The two strongly believe the first and biggest problem faced by Africa is poor connectivity.
Currently, passengers wishing to fly from one midsized city to another almost always need to travel via a third party or even a fourth city. Some travellers originating in Africa even fly through Europe or the Middle East to connect to another city in Africa.
Kacou recounts a situation in which he wanted to travel from Abidjan to Kampala and couldn’t get a direct flight. The quickest route was to fly to Istanbul in Turkey and reconnect.
Scenarios like these are very common in Africa.
These, coupled with high ticket prices to travel to and from and within Africa, makes it hard for the continent to realise the aviation sector’s potential.
Research reveals that, across more than a dozen routes, one dollar spent in economy class in Africa enables passengers to travel 6.04km. The same dollar spent in Europe propels passengers an average of 44.44km.
“The cheapest ticket we found between London and Paris was a mere $12. Between Addis Ababa and Dar es Salaam, a similar distance, the cheapest flight was $400,” their say.

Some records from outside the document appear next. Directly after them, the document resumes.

PR #388, opened 2023-06-01
Parameterize service configuration

fmrsabino:
- The service configuration is now parameterised meaning that the `ConfigurationModule` now takes as an argument the configuration to load (effectively making it a `DynamicModule`)
- Adds a test configuration that relies on `faker` for most properties
- Adjusts tests so that we now read values from the configuration that was loaded instead of a global property

This change allows tests to not specify required environment variables in order to run the service as long as a `ConfigurationModule` is provided with a valid `configuration` (production or fake one).


hectorgomezv (commented):
🚀🚀🚀

hectorgomezv (approved):

PR #389, opened 2023-06-02
Move exchange.cacheTtlSeconds default to configuration

### LINKED ISSUE #318: Set the default TTL for exchange rates in `configuration.ts`

fmrsabino:
Closes #318 

Instead of providing a default in `ExchangeApi`, the default value is now provided in the `configuration` itself.

### DIFF
--- a/src/datasources/exchange-api/exchange-api.service.spec.ts
+++ b/src/datasources/exchange-api/exchange-api.service.spec.ts
@@ -15,11 +15,16 @@ describe('ExchangeApi', () => {
   let fakeConfigurationService: FakeConfigurationService;
   const exchangeBaseUri = faker.internet.url();
   const exchangeApiKey = faker.random.alphaNumeric();
+  const exchangeCacheTtlSeconds = faker.datatype.number();
 
   beforeAll(async () => {
     fakeConfigurationService = new FakeConfigurationService();
     fakeConfigurationService.set('exchange.baseUri', exchangeBaseUri);
     fakeConfigurationService.set('exchange.apiKey', exchangeApiKey);
+    fakeConfigurationService.set(
+      'exchange.cacheTtlSeconds',
+      exchangeCacheTtlSeconds,
+    );
   });
 
   beforeEach(async () => {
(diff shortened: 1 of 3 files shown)


src/datasources/exchange-api/exchange-api.service.spec.ts
```diff
@@ -51,20 +56,6 @@ describe('ExchangeApi', () => {
...
-
-    await service.getFiatCodes();
-
-    expect(mockCacheFirstDataSource.get).toBeCalledWith(
-      new CacheDir('exchange_fiat_codes', ''),
-      `${exchangeBaseUri}/symbols`,
-      { headers: { apikey: exchangeApiKey } },
-      60 * 60 * 12, // 12h in seconds
-    );
-  });
```
fmrsabino, line 66: This test is no longer needed as it was testing the default set in the class. However, the default is not the class' responsibility anymore.

src/datasources/exchange-api/exchange-api.service.spec.ts
```diff
@@ -103,17 +94,6 @@ describe('ExchangeApi', () => {
...
-  it('exchangeRates uses default cache TTL (12h) if none is set', async () => {
-    await service.getRates();
-
-    expect(mockCacheFirstDataSource.get).toBeCalledWith(
-      new CacheDir('exchange_rates', ''),
-      `${exchangeBaseUri}/latest`,
-      { headers: { apikey: exchangeApiKey } },
-      60 * 60 * 12, // 12h in seconds
-    );
-  });
```
fmrsabino, line 115: Same as https://github.com/safe-global/safe-client-gateway-nest/pull/389#discussion_r1214163038

hectorgomezv (approved):
👏🏻

PR #419, opened 2023-06-12
fix: return `null` if guard is a "null address"

### LINKED ISSUE #347: [Get /safes/{safeAddress}] No message Tag and 0x000 guard is processed incorrectly

iamacook:
Resolves #347

`SafeState['guard']` now returns `null` if the Safe's guard is a "null address" (`0x0000000000000000000000000000000000000000`). It was previously serialising it instead. Test coverage for this has been added.

Note: promise chains were also combined to improve performance.


fmrsabino (approved):
🚀 🚀 🚀

PR #424, opened 2023-06-12
feat: add `SafeState['messagesTag']`

### LINKED ISSUE #347: [Get /safes/{safeAddress}] No message Tag and 0x000 guard is processed incorrectly

iamacook:
Partially resolves #347

This adds `SafeState['messagesTag']`, returning the most recent message `modified` timestamp. Test coverage for this has been added.

### DIFF
--- a/src/routes/safes/safes.service.ts
+++ b/src/routes/safes/safes.service.ts
@@ -171,7 +171,7 @@ export class SafesService {
     }
 
     const sortedMessages = messages.results.sort((m1, m2) => {
-      return m2.modified > m1.modified ? 1 : -1;
+      return m2.modified.getTime() - m1.modified.getTime();
     });
 
     return sortedMessages[0].modified;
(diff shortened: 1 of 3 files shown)


src/routes/safes/safes.service.ts
```diff
@@ -150,6 +157,26 @@ export class SafesService {
...
+      chainId,
+      safeAddress,
+    );
+
+    if (messages.results.length === 0) {
+      return null;
+    }
+
+    const sortedMessages = messages.results.sort((m1, m2) => {
+      return m2.modified > m1.modified ? 1 : -1;
```
fmrsabino, line 174: nitpick: we can set the `compareFn` as the difference between the dates.

```typescript
(m1, m2) => {
  return m2.modified.getTime() - m1.modified.getTime();
}
```

It should return 0 if the dates are equal [^1] (although it works for this specific scenario).

[^1]: https://developer.mozilla.org/en-US/docs/web/javascript/reference/global_objects/array/sort#syntax

fmrsabino (approved):

fmrsabino (approved):

src/routes/safes/safes.service.ts
iamacook: Much cleaner! I've adjusted it accordingly.

PR #199, opened 2025-10-23
FEAT: Extending `QuadPrecision` input to support arrays, sequences and np.numbers

SwayamInSync:
closes numpy/numpy-quaddtype#17

PR #201, opened 2025-10-24
TYP: Allow passing ``floating``, ``integer``, and ``bool_`` scalars to ``QuadPrecision.__new__``

jorenham:
This follows #199. See the added `# NOTE`  for why we cannot annotate the array-like constructor cases.

~I didn't see any mention of `np.bool_` scalars in #199, only floating and integer ones. So I take it that `QuadPrecision.__new__` does not accept `np.bool_` instances then?~


quaddtype/numpy_quaddtype/_quaddtype_main.pyi
```diff
@@ -64,8 +64,15 @@ class QuadPrecDType(np.dtype[QuadPrecision]):  # type: ignore[misc, type-var]  #
     @override
     def __getitem__(self, key: Never, /) -> Self: ...  # type: ignore[override]
 
+# NOTE: Until `QuadPrecision` will become a subclass of `np.generic`, this class cannot
```
SwayamInSync:
```
In [5]: issubclass(npq.QuadPrecDType().type, np.generic)
Out[5]: True

In [6]: npq.QuadPrecDType().type
Out[6]: numpy_quaddtype.QuadPrecision

In [7]: issubclass(npq.QuadPrecision, np.generic)
Out[7]: True
```

I think it is as Quadprecision already subclassing the np.floating

jorenham: Nice! I'll open a separate PR for that then.

SwayamInSync:
>  So I take it that QuadPrecision.__new__ does not accept np.bool_ instances then?

I think we should accept this right :) @jorenham I'll do the PR for this, you can assume it accept

cc: @ngoldbaum

SwayamInSync:
Also for the part that QuadPrecision is type-safe (it subclassing np.generic)

jorenham:
Yea this is fine to merge. I want to address the np.generic subclass stuff in a follow-up, since that will probably be a bit more involved

SwayamInSync:
Cool thanks @jorenham merging this in

PR #206, opened 2025-10-24
configure dependabot for github actions

jorenham:
I noticed several outdated action versions in the workflows, so I figured that dependabot could help with that.


SwayamInSync:
Thanks @jorenham merging this in

PR #208, opened 2025-10-25
FEAT: `imag` and `real` getters for QuadPrecision

SwayamInSync:
closes numpy/numpy-quaddtype#16


SwayamInSync:
Nice, yeah make sense, will be happy to extend this in NumPy whenever you feel right!

ngoldbaum:
One thing that might help for ensuring new code has tests is to look at integrating coverage testing. That way you would have gotten a test failure here because the coverage went down.

SwayamInSync:
> One thing that might help for ensuring new code has tests is to look at integrating coverage testing. That way you would have gotten a test failure here because the coverage went down.

I know coverage.py does something like this (never used it though) is that what you recommending?

PR #211, opened 2025-10-26
TEST: Trignometric ufunc tests

SwayamInSync:
closes numpy/numpy-quaddtype#32 

Here since for large inputs, argument reduction can lead to a very different values than `float64` hence comparing the quadprecision agains `mpmath` with `prec=113` instead of NumPy.

There are some cases where mpmath does not follow the IEEE standards, those cases are specifically handled

### DIFF
--- a/quaddtype/tests/test_quaddtype.py
+++ b/quaddtype/tests/test_quaddtype.py
@@ -1771,7 +1771,8 @@ class TestTrignometricFunctions:
     quad_result = numpy_op(quad_val)
     mpmath_result = mpmath_op(mpf_val)
     # convert mpmath result to quad for comparison
-    mpmath_result = QuadPrecision(str(mpmath_result))
+    # Use mp.nstr to get full precision (40 digits for quad precision)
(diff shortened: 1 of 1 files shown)


quaddtype/numpy_quaddtype/_quaddtype_main.pyi
```diff
@@ -81,6 +81,12 @@ class QuadPrecision:
     # See https://github.com/python/mypy/issues/18343#issuecomment-2571784915
     def __new__(cls, /, value: _IntoQuad, backend: _Backend = "sleef") -> Self: ...
 
+    # Attributes
```
SwayamInSync: These new attributes aren't added in stubs for the PR #208 , small addition do did in this PR

juntyr:
Once we merge this PR, it would be good to issue another release, e.g. v0.3, so that it is easier to test the new functionality and find any other issues that we want to resolve before a v1.0 release.

@ngoldbaum When will numpy v2.4 be released, which (correct me if I'm wrong) we now depend on for the improved dtype and finfo support?

SwayamInSync:
Merging this in!

PR #213, opened 2025-10-27
ENH: Support arbitrary-length Python ints in QuadPrecision constructor

SwayamInSync:
This PR is a part of work, where making `numpy_quaddtype `compatible with NumPy's longdouble tests

## Details
Use `PyLong_AsLongLongAndOverflow` instead of `PyLong_AsLongLong`, and handle the overflow case explicitly by reconstructing the `QuadPrecision` object via string conversion.


ngoldbaum (approved):
Thanks!

PR #225, opened 2025-11-13
FEAT: Adding array casting support to fixed length strings

SwayamInSync:
This PR introduces the support for `np.str_` and `str` (will work on bytes after this gets merged)

### DIFF
--- a/quaddtype/numpy_quaddtype/src/casts.cpp
+++ b/quaddtype/numpy_quaddtype/src/casts.cpp
@@ -181,12 +181,21 @@ unicode_to_quad_resolve_descriptors(PyObject *NPY_UNUSED(self), PyArray_DTypeMet
                                     PyArray_Descr *given_descrs[2], PyArray_Descr *loop_descrs[2],
                                     npy_intp *view_offset)
 {
-    Py_INCREF(given_descrs[0]);
-    loop_descrs[0] = given_descrs[0];
+    if (!PyArray_ISNBO(given_descrs[0]->byteorder)) {
+        loop_descrs[0] = PyArray_DescrNewByteorder(given_descrs[0], NPY_NATIVE);
+        if (loop_descrs[0] == nullptr) {
+            return (NPY_CASTING)-1;
+        }
+    }
+    else {
+        Py_INCREF(given_descrs[0]);
+        loop_descrs[0] = given_descrs[0];
+    }
 
     if (given_descrs[1] == NULL) {
         loop_descrs[1] = (PyArray_Descr *)new_quaddtype_instance(BACKEND_SLEEF);
         if (loop_descrs[1] == nullptr) {
+            Py_DECREF(loop_descrs[0]);
             return (NPY_CASTING)-1;
         }
     }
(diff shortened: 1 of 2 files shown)


quaddtype/numpy_quaddtype/src/casts.cpp
```diff
@@ -151,38 +157,407 @@ quad_to_quad_strided_loop_aligned(PyArrayMethod_Context *context, char *const da
...
+        npy_intp i;
+        for (i = 0; i < copy_len; i++) {
+            Py_UCS4 c = ucs4_str[i];
+
+            // reject non-ASCII characters
+            if (c > 127) {
+                PyErr_Format(PyExc_ValueError,
+                             "Cannot cast non-ASCII character '%c' to QuadPrecision", c);
+                return -1;
+            }
```
ngoldbaum: won't the string-conversion functions called by `cstring_to_quad` catch this?

By the way, you might take inspiration from the `string_to_long_double` function in numpy:

https://github.com/numpy/numpy/blob/fabf1844667c81344ec0d0ab4958cde9cb9a845c/numpy/_core/src/multiarray/arraytypes.c.src#L533-L595

You may also want to simply copy/paste and vendor the code in `NumPyOS_ascii_strtold` into this project to get a parser that act exactly like numpy's.

ngoldbaum (commented):
Just a few comments. I didn't carefully review the reference counting.

quaddtype/numpy_quaddtype/src/casts.cpp
SwayamInSync: Hmm reading the code, there is not much difference, we directly working with UCS but NumPy converts it first to UTF-8 ( we can do this) and special case handling, white spaces, etc are already being handled by the `Sleef_strotoq` and `strtold` except the handling of `locale` which we might not be able to do as 
- SLEEF's conversion function does no support that
- `strtold_l` (used by `NumPyOS_ascii_strtold`)  is not C standard (a posix extension)

SwayamInSync: https://github.com/numpy/numpy/blob/fabf1844667c81344ec0d0ab4958cde9cb9a845c/numpy/_core/src/multiarray/arraytypes.c.src#L579

this line is the issue

quaddtype/numpy_quaddtype/src/casts.cpp
```diff
@@ -151,38 +157,391 @@ quad_to_quad_strided_loop_aligned(PyArrayMethod_Context *context, char *const da
...
 }
 
+// Unicode/String to QuadDType casting
+static NPY_CASTING
+unicode_to_quad_resolve_descriptors(PyObject *NPY_UNUSED(self), PyArray_DTypeMeta *dtypes[2],
+                                    PyArray_Descr *given_descrs[2], PyArray_Descr *loop_descrs[2],
+                                    npy_intp *view_offset)
+{
+    if (!PyArray_ISNBO(given_descrs[0]->byteorder)) {
+        loop_descrs[0] = PyArray_DescrNewByteorder(given_descrs[0], NPY_NATIVE);
```
SwayamInSync: Creating new one might be better than just throwing incompatibility error

PR #228, opened 2025-11-20
FEAT: Adding Quad to and from bytes array casting support

SwayamInSync:
Similar implementation to #225 (only endianness does not apply here)

### DIFF
--- a/quaddtype/numpy_quaddtype/src/casts.cpp
+++ b/quaddtype/numpy_quaddtype/src/casts.cpp
@@ -342,7 +342,8 @@ quad_to_string_adaptive(Sleef_quad *sleef_val, npy_intp unicode_size_chars)
         return NULL;
     }
 
-    npy_intp pos_len = strlen(pos_str);
+    // no need to scan full, only checking if its longer
+    npy_intp pos_len = strnlen(pos_str, unicode_size_chars + 1);
 
     // If positional format fits, use it; otherwise use scientific notation
     if (pos_len <= unicode_size_chars) {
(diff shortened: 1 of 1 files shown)


SwayamInSync (commented):
Sorry it took me 3 days, I was learning more about the compiler optimizations and here is the [godbolt compiler explorer](https://godbolt.org/z/59zq3G5rx) link to see for proof

ngoldbaum:
If there are any spots you'd particularly like review for that would help. This is a big diff!

ngoldbaum:
I've been buried under notifications all week and haven't had time. I'm planning to look this over today though.

quaddtype/numpy_quaddtype/src/casts.cpp
```diff
@@ -483,38 +507,107 @@ quad_to_unicode_loop_aligned(PyArrayMethod_Context *context, char *const data[],
...
+    // If target descriptor is wide enough, it's a safe cast
+    if (loop_descrs[1]->elsize >= required_size_bytes) {
+        return NPY_SAFE_CASTING;
+    }
+    return NPY_SAME_KIND_CASTING;
+}
+
+// Helper function: Copy string to bytes output buffer
+static inline void
+copy_string_to_bytes(const char *str, char *out_bytes, npy_intp bytes_size)
```
ngoldbaum: I'd call this `copy_cstring_to_bytes` to make it clearer that `str` has to be null-terminated.

ngoldbaum: or just inline it because the function only has one caller

SwayamInSync:
> LGTM now.
> 
> It occurs to me that adding a test run that builds CPython, NumPy, and quaddtype using address sanitizer and then runs the tests. There's an ASan test run in the NumPy CI if you want an example. Keep in mind that you need to build NumPy with `pip` instead of `spin` if you use that example though.

Make sense, I'll check and extend the suite this weekend

Issue #231, opened 2025-11-20
Issues with hashing/saving QuadPrecDType


dlakaplan:
Within PINT we currently need to be able to hash individual QuadPrecision values (for data integrity checks) and save arrays to `npz` files for rapid access.  I don't think either of those currently work:

```
import numpy as np
from numpy_quaddtype import QuadPrecDType, QuadPrecision

hash(QuadPrecision(np.float32(2)))
```
fails (while `hash(np.float128(2))` works using the native `numpy` type).  

And:
```
d = np.array([1, 2, 3], dtype=QuadPrecDType)
np.savez('test.npz',d=d)
```
fails while the same for `d=np.array([1,2,3],dtype=np.float128)` works.  

My hope is that these are both relatively easy fixes?

ngoldbaum:
I initially added pickle support in https://github.com/numpy/numpy-user-dtypes/pull/33/files. One load-bearing piece is to add `NPY_LIST_PICKLE` to the dtype flags: https://github.com/numpy/numpy-user-dtypes/commit/457fc7671eea91acbfe479a389bd5bae4bcc2e48

You can see the latest version of the implementation in numpy by looking at `stringdtype__reduce__`: https://github.com/numpy/numpy/blob/dd80e20bc4b7f78ba92177c87d11c236bb7d194d/numpy/_core/src/multiarray/stringdtype/dtype.c#L725-L757

dlakaplan:
Hi, @SwayamInSync   Actually, I was looking for updates on this issue (not the one I mentioned - apologies).  Are there updates here I could test?

SwayamInSync:
Yeah so here the pickling/unpickling of arrays support is added.
Hashing of scalar is todo, will wrap that as well very soon

PR #232, opened 2025-11-22
FEAT: Adding pickle support to quaddtype

SwayamInSync:
This PR adds the pickle support as per numpy/numpy-quaddtype#9 
Usage:

```python
original = np.array([1.5, 2.5, 3.5, 4.5], dtype=QuadPrecDType(backend=backend))
# Pickle and unpickle
pickled = pickle.dumps(original)
unpickled = pickle.loads(pickled)
```

Using `np.savez`

```python
arr1 = np.array([1.5, 2.5, 3.5], dtype=QuadPrecDType(backend=backend))
arr2 = np.array([[1.0, 2.0], [3.0, 4.0]], dtype=QuadPrecDType(backend=backend))

np.savez(fname, array1=arr1, array2=arr2)
loaded = np.load(fname, allow_pickle=True)	# allow_pickle must be True during loading
loaded_arr1 = loaded['array1']
loaded_arr2 = loaded['array2']
```


SwayamInSync:
hash implementation might require some careful handling https://github.com/python/cpython/blob/20b69aac0d19a5e5358362410d9710887762f0e7/Python/pyhash.c#L87

I'll do this in a different PR and then we can close the #231

juntyr:
Why is the backend provided as an integer? A string literal might be a lot clearer, or if it has to be an int maybe we could add an int enum?

SwayamInSync:
> Why is the backend provided as an integer? A string literal might be a lot clearer, or if it has to be an int maybe we could add an int enum?

Internally `backend `is defined as enum, we provide the friendly API for the user to add input as string. For the sake of static tools, IDE suggestions I think defining as enum might make sense maybe @jorenham can give some inputs here

quaddtype/numpy_quaddtype/__init__.pyi
```diff
@@ -10,9 +11,15 @@ from ._quaddtype_main import (
     set_num_threads,
 )
 
+class QuadBackend(enum.IntEnum):
+    """Backend type for QuadPrecision computations."""
```
jorenham: docstrings aren't needed in stubs (there's even a `flake8-pyi` rule that prohibits it)

```suggestion
```

quaddtype/tests/test_quaddtype.py
```diff
@@ -4292,4 +4292,462 @@ def test_as_integer_ratio_compatibility_with_float(self, value):
...
+        pickled = pickle.dumps(original)
+        unpickled = pickle.loads(pickled)
+        
+        # Verify array is preserved
+        np.testing.assert_array_equal(unpickled, original)
+        assert unpickled.dtype == original.dtype
+        assert unpickled.flags.f_contiguous == original.flags.f_contiguous
+    
+    @pytest.mark.parametrize("backend", ["sleef", "longdouble"])
+    def test_pickle_reduce_method(self, backend):
```
ngoldbaum: My only comment is that this test is a little too tightly coupled to the implementation to be useful.

You could, for example, decide to use `__getnewargs__` instead of `__reduce__` but then you'd have to update this test too. https://docs.python.org/3/library/pickle.html#object.__getnewargs__.

SwayamInSync:
Merging this in

PR #234, opened 2025-11-22
Fixing `QuadPrecision` scalar dtype exposure

SwayamInSync:
closes numpy/numpy-quaddtype#8

### DIFF
--- a/quaddtype/tests/test_quaddtype.py
+++ b/quaddtype/tests/test_quaddtype.py
@@ -4293,3 +4293,18 @@ class Test_Is_Integer_Methods:
         quad_ratio = quad_num / quad_denom
         float_ratio = float_num / float_denom
         assert abs(quad_ratio - float_ratio) < 1e-15
+
+def test_quadprecision_scalar_dtype_expose():
+    quad_ld = QuadPrecision("1e100", backend="longdouble")
+    quad_sleef = QuadPrecision("1e100", backend="sleef")
+    assert quad_ld.dtype == QuadPrecDType(backend='longdouble')
+    assert np.dtype(quad_ld) == QuadPrecDType(backend='longdouble')
+    
+    #todo: Uncomment them when 232 is merged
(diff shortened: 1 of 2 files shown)


quaddtype/tests/test_quaddtype.py
```diff
@@ -4292,4 +4292,19 @@ def test_as_integer_ratio_compatibility_with_float(self, value):
...
         float_ratio = float_num / float_denom
-        assert abs(quad_ratio - float_ratio) < 1e-15
\ No newline at end of file
+        assert abs(quad_ratio - float_ratio) < 1e-15
+
+def test_quadprecision_scalar_dtype_expose():
+    quad_ld = QuadPrecision("1e100", backend="longdouble")
+    quad_sleef = QuadPrecision("1e100", backend="sleef")
+    assert quad_ld.dtype == QuadPrecDType(backend='longdouble')
+    assert np.dtype(quad_ld) == QuadPrecDType(backend='longdouble')
```
seberg: Of course `scalar.dtype` should work and I guess since you are parametric you have to make it work.

Butt the protocol is the exact opposite of this assert.  It specifically wants to *disable* this in the future because it makes no sense to say `np.ones(..., dtype=scalar)`, the user should write `dtype=scalar.dtype`.

So in other words: The attribute is right, the `__numpy_dtype__` protocol is just unrelated.

seberg: What we could try to have is a function to map from the scalar type to the DType class cleanly, I guess (this exists in C, but not Python).
I used to want `np.dtype[scalar_type]` for this, but while what typing does is conceptually the same, it's not compatible :(.

seberg:
> hold off on `__numpy_dtype__` - no code in the real world uses it yet.

Just be overly clear onc emore: It isn't even correct to implement it! Scalars should not be convertible to dtypes via that mechanism.

PR #240, opened 2025-12-06
FIX: SLEEF migration to 4.0

SwayamInSync:
closes numpy/numpy-quaddtype#5 

Saturday spend well! Some points to mention:
- String parsing helpers inside `utilities.c` and their corresponding calls have been modified because of the modified behaviour of `Sleef_strtoq` and handling of negative NaN.
- extra dependency of `tlfloat`
- revision is set to the latest commit upto the date of this PR (`43a0252`), not setting to `master` as maybe in future more routine behaviour changes can break the dtype here (Ideally in future it'll be better to migrate the core changes from master if something fundamental breaks)
- SSE Instructions are by default disabled in this new version (maybe maintainig them is cost effective) ``QBLAS ``still uses them, I'll update them there and then we can maybe update here or keep it as it is
- Added more tests that replicate the bug from the mentioned issue, and similar pattern for other binary ops

### DIFF
--- a/quaddtype/numpy_quaddtype/src/ops.hpp
+++ b/quaddtype/numpy_quaddtype/src/ops.hpp
@@ -13,13 +13,13 @@ typedef Sleef_quad (*unary_op_quad_def)(const Sleef_quad *);
 // Unary Quad operations with 2 outputs (for modf, frexp)
 typedef void (*unary_op_2out_quad_def)(const Sleef_quad *, Sleef_quad *, Sleef_quad *);
 
-[[maybe_unused]] static Sleef_quad
+static inline Sleef_quad
 quad_negative(const Sleef_quad *op)
 {
     return Sleef_negq1(*op);
 }
 
-[[maybe_unused]] static Sleef_quad
+static inline Sleef_quad
 quad_positive(const Sleef_quad *op)
 {
     return *op;


juntyr (approved):
LGTM

SwayamInSync:
Took the opportunity to also clean the building process and warnings

SwayamInSync:
So tl;dr I refactored the string parsing logic and now every call site is using `NumPyOS_ascii_strtoq` (which first parses the input, handling inf/nan, leading whitespaces) and then if the quantitty is still parsable then delegates to **internal helper** `cstring_to_quad_internal` (this is not exposed and it just convert the remaining entity to the quad) 

SLEEF 4.0's `strtoq`'s all limitations are handled by this internal helper so in future if they fix those we just need to update this internal helper, the exposed public API will remain the same

cc: @ngoldbaum I hope you like this setup

quaddtype/numpy_quaddtype/src/ops.hpp
```diff
@@ -13,13 +13,13 @@ typedef Sleef_quad (*unary_op_quad_def)(const Sleef_quad *);
...
 
-static Sleef_quad
+[[maybe_unused]] static Sleef_quad
 quad_negative(const Sleef_quad *op)
 {
     return Sleef_negq1(*op);
 }
 
-static Sleef_quad
+[[maybe_unused]] static Sleef_quad
```
seberg: Why not make it static inline like all others then?

SwayamInSync: Done

PR #45, opened 2023-06-19
Adds password support for upload task

SimonDegrafKern:
PRs:
- https://github.com/code-kern-ai/refinery-gateway/pull/137
- https://github.com/code-kern-ai/refinery-submodule-model/pull/45
- https://github.com/code-kern-ai/refinery-ui/pull/145
- https://github.com/code-kern-ai/dev-setup/pull/30


business_objects/upload_task.py
```diff
@@ -1,5 +1,5 @@
 import datetime
-from typing import Optional, Dict, Any
+from typing import ByteString, Optional, Dict, Any
```
JWittmeyer, line 2: is ByteString a typing import?

business_objects/upload_task.py
```diff
@@ -49,18 +55,39 @@ def create(
...
+    general.flush_or_commit(with_commit)
+
+
+def remove_all_keys(
+    with_commit: bool = False,
+) -> None:
+    tasks = get_all_global()
+    for task in tasks:
+        task.key = None
+    general.flush_or_commit(with_commit)
```
JWittmeyer: getting all and only using them to update one field seems like a lot of overhead, especially on a server with long living db. We should only get the ones with a key (so the list should be reduced by quite a margin) or (definitely preferred) have a small update script that clears is 
something like 
```
UPDATE upload_task
SET key = NULL
WHERE key != NULL
```

business_objects/upload_task.py
```diff
@@ -49,18 +55,39 @@ def create(
...
+
+
 def update(
     project_id: str,
     task_id: str,
     state: Optional[str] = None,
     progress: Optional[float] = None,
     file_additional_info: str = None,
     mappings: Optional[Dict[str, Any]] = None,
+    key: Optional[str] = None,
```
JWittmeyer: not sure this will work as expected if we want to update a task from key to None. 
Maybe we need something like a "NO_VALUE" as default and if it's != "NO_VALUE" we set it (even None) or the other way around and if it's == NO_VALUE we set it to None in the task.key= key part.

either way a comment would be good so the next person looking at this isn't irritated

business_objects/upload_task.py
SimonDegrafKern: yes, I searched for Byte initially but seems like ByteString is the valid option python has

business_objects/upload_task.py
SimonDegrafKern: true, will refactor it to sql

business_objects/upload_task.py
SimonDegrafKern: Yeah true, I wrote a dedicated method for removing keys but forgot to remove the parameter from this signature

business_objects/upload_task.py
JWittmeyer: makes sense, however, it's not used here

SimonDegrafKern: Will remove it

SimonDegrafKern: Added it as type for key

JWittmeyer (approved):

From the executives’ experience, visas are a thorny issue on the continent.
When El-Houry was attending the World Economic Forum in Rwanda in 2016, he met a young Rwandan woman with big ambitions. At one stage, she she wanted to visit Angola, but she faced a frustrating ordeal.
With no Angolan embassy in Rwanda, she would have needed to travel to a neighbouring country just to apply for an Angolan visa. In addition, there was no option for her to apply online or by email.
They observe that Europeans and North Americans can travel within Africa more easily than Africans themselves. Canadians and citizens of United States need visas to travel to 45 per cent of African countries. They can procure visas on arrival in 35 per cent of African countries and travel visa-free to 20 per cent of African countries.
“On the other hand, most Africans require visas to enter 55 per cent of other African countries, with visas on arrival available for 25 per cent and visa-free access possible in another 20 per cent,” Hassan says.
But this is not all. El-Houry and Kacou highlight that African skies being dominated by foreign carriers like Air France, KLM, British Airways, Emirates, Lufthansa and Turkish Airlines makes African airlines unable to compete.
It is not all bad
The aviation sector has evolved significantly with the World Bank estimating the number of passengers in Africa to have skyrocketed from about five million in 1970 to more than 100 million in 2015.
The analysis in El-Houryand Kacou’s book indicates that East African national carriers are more successful than those in West Africa. The former is home to Ethiopia, Kenya and EgyptAir, while RwandAir is emerging as another East African airline.
The latter has Arik Air, Air Cote d’Ivoire, ASKY of Togo, and Royal Air Maroc. All four of these West African carriers combined, they say, carry fewer passengers than Ethiopian alone.
Africa must fly to rise
The authors argue that an improved aviation sector would have a tremendous positive impact on the continent’s trade.
Ethiopia’s massive flower farms are prospering thanks to airlines that move the cargo quickly and in a cost-effective manner.
They say some African countries produce items that could find ready markets in the West or in other high-income markets, if only it were possible to transport the goods.
Worldwide, the number of jobs supported by aviation is expected to grow by more than 99 million over the next two decades, with worldwide GDP generated by these jobs reaching $5.9 trillion.
Africa is, on the other hand, expected to see an extra two hundred million passengers over the next twenty years, creating a total market of 300 million passengers annually.
To realise this, they strongly believe African countries’ aviation sectors should integrate, improve regulation, invest in infrastructure, and allow private sector involvement to take a big part in the sector.